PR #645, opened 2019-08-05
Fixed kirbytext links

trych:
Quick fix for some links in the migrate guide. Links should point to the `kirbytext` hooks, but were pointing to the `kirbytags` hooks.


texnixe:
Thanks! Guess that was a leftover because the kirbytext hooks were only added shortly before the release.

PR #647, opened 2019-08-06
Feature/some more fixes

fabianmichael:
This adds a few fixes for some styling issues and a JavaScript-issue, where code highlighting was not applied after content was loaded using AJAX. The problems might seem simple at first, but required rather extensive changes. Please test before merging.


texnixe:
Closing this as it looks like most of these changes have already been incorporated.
════════════════════
Task description: An exact restatement of the data above is required.

Result of the task:
PR #645, opened 2019-08-05
Fixed kirbytext links

trych:
Quick fix for some links in the migrate guide. Links should point to the `kirbytext` hooks, but were pointing to the `kirbytags` hooks.


texnixe:
Thanks! Guess that was a leftover because the kirbytext hooks were only added shortly before the release.

PR #647, opened 2019-08-06
Feature/some more fixes

fabianmichael:
This adds a few fixes for some styling issues and a JavaScript-issue, where code highlighting was not applied after content was loaded using AJAX. The problems might seem simple at first, but required rather extensive changes. Please test before merging.


texnixe:
Closing this as it looks like most of these changes have already been incorporated.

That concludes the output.